Tech stocks have benefited from record high levels of capital raised by mainland Chinese funds looking for stocks for new investment portfolios. Mainland traders spent HK$12.5 billion (US$1.6 billion) buying Hong Kong stocks on Friday, a 28th straight day of net inflows, according to Bloomberg data. Net purchases totalled HK$310.6 billion in January. Net inflows into Hong Kong today reached HK$7.85 billion, data from Bloomberg show.

“Southbound funds continue to flow in, which is a big help for the market,” said Alvin Cheung, associate director at Prudential Brokerage in Hong Kong. “The market has lost around 2,000 points during the previous five trading days, and such low levels of stock prices are quite attractive for investors.”

The Hang Seng Index could reclaim the 30,000 level after Chinese New Year, Cheung predicted.

Some other stocks favoured by southbound capital also rallied on Monday. Oil giant CNOOC jumped by 3.2 per cent, while China Mobile added 2.9 per cent.

The rise in Hong Kong stocks came even as fresh data released this morning showed China’s economic recovery had slowed down. The Caixin manufacturing purchasing managers’ indexes (PMI) for January dipped to 51.5 from 53 in December. Although it was the ninth consecutive month of growth – a reading above 50 indicates expansion – it was the lowest level since July last year. The nation’s official manufacturing PMI and non-manufacturing PMI also fell more than expected in January from December, according to data released on Sunday.
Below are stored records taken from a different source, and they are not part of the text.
PR #1228, opened 2024-09-25
Fix to issue affecting tides and 2-stage CEs

ilyamandel:
Use m_Mass0 rather than m_Mass in GiantBranch::CalculateConvectiveEnvelopeMass() to avoid negative mass radiative intershells as consequences of artificially low BAGB core masses


jeffriley (approved):
All good

Issue #1180, opened 2024-07-27
Intermediate-mass stars may have unrealistic convective envelope masses and radii


ilyamandel:
GiantBranch::CalculateConvectiveEnvelopeMass() calculates the mass of the convective envelope using the Picker, Hirai, Mandel (2024) formalism for all GB stars, even though the formalism was calibrated for massive stars only.  We should check whether these fits yield reasonable results for intermediate-mass stars and if not, revert to Hurley+ fits below the mass applicability threshold of Picker+ fits, at least for now.

The radial extent of the convective envelope is calculated in HG.h CalculateRadialExtentConvectiveEnvelope() on the basis of the current and maximum convective envelope core mass.  I suspect a poor fit to the latter is particularly problematic for intermediate mass stars, and is leading to artefacts such as extremely low convective envelope radii / high densities. For now, I will cap the maximum convective envelope mass for intermediate mass stars to the total envelope mass (since such stars have a negligible radiative intershell late in their evolution). 

However, more careful investigation is required, so creating an issue for this.

veome22:
Here are a few tests I ran for for additional context, comparing the convective envelope masses and radii between the Hurley+(2000) and the Picker, Hirai, Mandel (2024) models.

The dashed lines correspond to the onset of HG and FGB. 

Generally speaking, below initial masses of 7 $M_\odot$, the convective envelope grows too abruptly for HG stars in the Picker+ (2024) model. The Hurley model seems to do a better job here. Both models are somewhat consistent with the envelope mass at the base of the FGB, although of course the Picker+(2024) model produces a continuous curve.

At and above initial masses of 7 $M_\odot$, the Picker+ (2024) model predicts no convective envelope mass on the Giant Branch. While the Picker+(2024) model is consistent with this along the HG, the Hurley+ (2000) model results in a significant convective envelope by the end of the HG. 

|  Mass  | Radius |
| ------------- | ------------- |
|   <img width="1084" alt="image" src="https://github.com/user-attachments/assets/b2da5304-ed37-4f3a-9760-177037f8fdf3"> | <img width="959" alt="image" src="https://github.com/user-attachments/assets/f2b8aaa4-2e8f-4f8b-93b6-53419d070fe9"> |
[...]

PR #1230, opened 2024-09-29
Multiple changes to the prescriptions for the masses and radii of convective and radiative layers in stars

ilyamandel:
- Picker+ 2024 prescription for the convective envelope mass corrected so that T_onset is always 0.1 dex hotter than T_min in order to avoid artefacts due to differences between MESA and Pols SSE tracks

- A range of changes to ensure that convective core and convective envelope masses and radii vary smoothly wherever possible, including improvements to convective core mass and radius on the main sequence, on the Helium MS, TPAGB now have fully convective envelopes, etc.

- All naked helium stars have purely radiative envelopes, until we develop better models

- Minor fixes to code and documentation elsewhere

### DIFF
--- a/src/EAGB.cpp
+++ b/src/EAGB.cpp
@@ -855,7 +855,7 @@ double EAGB::CalculateRemnantRadius() const {
     double R1, R2;
     std::tie(R1, R2) = HeGB::CalculateRadiusOnPhase_Static(m_HeCoreMass, CalculateRemnantLuminosity());
 
-    return std::min(R1, R2);
+    return std::min(m_Radius, std::min(R1, R2));
 }
 
 
--- a/src/GiantBranch.cpp
+++ b/src/GiantBranch.cpp
@@ -679,6 +679,32 @@ double GiantBranch::CalculateRemnantRadius() const {
 #undef massCutoffs
 }
 
+/*
+ * Calculate the radial extent of the convective outer envelope
+ *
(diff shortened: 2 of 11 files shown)


jeffriley (approved):
Looks good, thanks @ilyamandel 

I made a few minor formatting changes, and made the signature uniform for the Clone() function in all classes.  I tested my changes and I believe they produce the same results as your changes.

I approve the PR, but will leave open for other reviewers/tests - you can merge at your leisure :-)

veome22:
Hi @ilyamandel! Just for the sake of posterity, I am noting here that the updated envelope code fixes the bugs from before. The convective envelope mass and radius for a He burning star are now reported as ~0, and the radiative envelope can be correctly inferred from the remaining components. 
Here is a very quick plot I made for the mass evolution of a star that starts out as a 12.5 $M_\odot$ star
image

ilyamandel:
Thank you for the check, @veome22 !

I don't think a 12.5 Msun star should self-strip through winds -- was this one in a binary? -- but I think this is enough to close #1180 , so I'll do that now.

veome22:
> Thank you for the check, @veome22 !
> 
> I don't think a 12.5 Msun star should self-strip through winds -- was this one in a binary? -- but I think this is enough to close #1180 , so I'll do that now.

Yes, this is a binary system with masses 17.5 + 12.5. The mass shown is for the secondary. I did not run an SSE system.

PR #1235, opened 2024-10-05
Changed order of binary and stellar evolution in BaseBinaryStar::Evolve()

jeffriley:
Changed order of binary and stellar evolution in BaseBinaryStar::Evolve().  The evaluation of the binary is now done before stellar evolution.

@ilyamandel there is some code cleanup in this PR.  Only the changes to:

. changelog.h
. LogTypedefs.h
. standard-logfiles-record-types-bse-detailed-output.rst
. BaseBinaryStar::Evolve() (lines 2723..2970) are relevant to the changed functionality

The rest of the changes are code cleanup and do not change functionality.

I have run a quick test of 1000 binaries using the commandline

    ./compas --random-seed 0 -n 1000 --metallicity-distribution LOGUNIFORM --chemically-homogeneous-evolution-mode NONE --scale-terminal-wind-velocity-with-metallicity-power 0.0 --wolf-rayet-multiplier 1.0 --mass-change-fraction 0.0075 --radial-change-fraction 0.0075 --pulsational-pair-instability-prescription HENDRIKS --PPI-CO-Core-Shift-Hendriks 0.0 --PPI-upper-limit 80.0 --PISN-lower-limit 80.0 --common-envelope-formalism TWO_STAGE --tides-prescription KAPIL2024

which created 44 DCOs, whereas before this change none were created.  I have not checked any other consequences of the changes.

### DIFF
--- a/online-docs/pages/User guide/COMPAS output/standard-logfiles-record-types-bse-detailed-output.rst
+++ b/online-docs/pages/User guide/COMPAS output/standard-logfiles-record-types-bse-detailed-output.rst
@@ -33,3 +33,5 @@ Following is a list of the BSE Detailed Output file record type numbers and corr
    Record was logged immediately following mass resolution (i.e. after winds mass loss & mass transfer complete)
 #. POST_MASS_RESOLUTION_MERGER |br|
    Record was logged immediately following a merger after mass resolution
+#. PRE_STELLAR_TIMESTEP |br|
+   Record was logged immediately prior to stellar timestep (i.e. the evolution of the constituent stars for a single timestep)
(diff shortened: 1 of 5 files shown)


ilyamandel (commented):
// JR: note, this will (probably) fail if option --fp-error-mode is not OFF (the calculation that resulted in m_SemiMajorAxis = inf will (probably) result in a trap)

@jeffriley -- I think in the future, we should move away from using infinite or negative semi-major axes, or eccentricities outside the [0,1] range, as proxies for unbound binaries. :)

ilyamandel (approved):
Looks good -- let's try this! ;-)

jeffriley:
> @jeffriley -- I think in the future, we should move away from using infinite or negative semi-major axes, or eccentricities outside the [0,1] range, as proxies for unbound binaries. :)

I agree entirely!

Investors are closely watching developments in the battle between retail investors and professional hedge funds, which started in the US and quickly spread to other markets aided by rallying calls on the social media site Reddit. The retail investors, having snapped up shares like GameStop and AMC Entertainment Holdings, have now piled into silver and pushed the metal above US$29 an ounce.

It pushed up silver-mining related stocks in the mainland. Inner Mongolia Xingye and Shengda Resources surged by the daily cap of 10 per cent.

On the mainland, Hainan Airlines Holding plunged after the company said that it expected to post an annual loss of as much as US$10.06 billion. HNA entities also slumped after their parent company announced that a petition on January 29 in the provincial High Court was seeking its bankruptcy and for it to undergo restructuring.

New listings soared. Measurement gauge maker UNI-Trend Technology China and detection equipment producer CareRay Digital Medical Technology more than tripled in Shanghai to 71.60 yuan and 85 yuan respectively.

Luye Pharma jumped more than 52 per cent to HK$5.90 after saying it had agreed to sell 292.4 million shares – 9 per cent of the total number issued – to Hillhouse NEV. Hillhouse will own 15.6 per cent of the issued share capital after the deal.